◆ **WHAT THE TASK ASKS**:
Across the listing below, work out how many lines include the word "justinsb". Give the number alone.

------------------------------------------------

PR #4802, opened 2025-07-16
feat: script for beta promote candidates 

yuwenma:
This is the seed for beta promotion.


experiments/promoter/results/candidates.json
```diff
@@ -0,0 +1,485 @@
+[
```
justinsb, line 1: Super-nit, I think yaml is easier for both LLMs and humans

experiments/promoter/scripts/find_promotion_candidates.sh
```diff
@@ -0,0 +1,64 @@
+#!/bin/bash
+
+# This script finds KCC Kind names that are ready to be promoted from v1alpha1 to v1beta1.
+#
+# A Kind is considered ready for promotion if it meets the following criteria:
```
justinsb, line 5: I love this approach!  Let's make the criteria objective, ensure that there are enough criteria here that the promotion PR is simple (which won't _necessarily_ be the case today, but ... we can iterate), and then we can hand over a lot more to automation here.

experiments/promoter/scripts/find_promotion_candidates.sh
```diff
@@ -0,0 +1,64 @@
...
+# 1. It has a v1alpha1 types file (apis/<service>/v1alpha1/<resource>_types.go)
+#    but no v1beta1 types file (apis/<service>/v1beta1/<resource>_types.go).
+# 2. It has a direct controller implementation (pkg/controller/direct/<service>/<resource>_controller.go).
+# 3. It has existing test fixtures (pkg/test/resourcefixture/testdata/basic/<service>/v1alpha1/<kind>*)
+
+# Initialize an empty array to store the candidates
+candidates=()
+
+# Find all v1alpha1 resource type definitions
+while IFS= read -r alpha_types_file; do
```
justinsb, line 15: I would have guessed python would be easier here, but /shrug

------------------------------------------------

◆ **EXERCISE ANSWER**:
3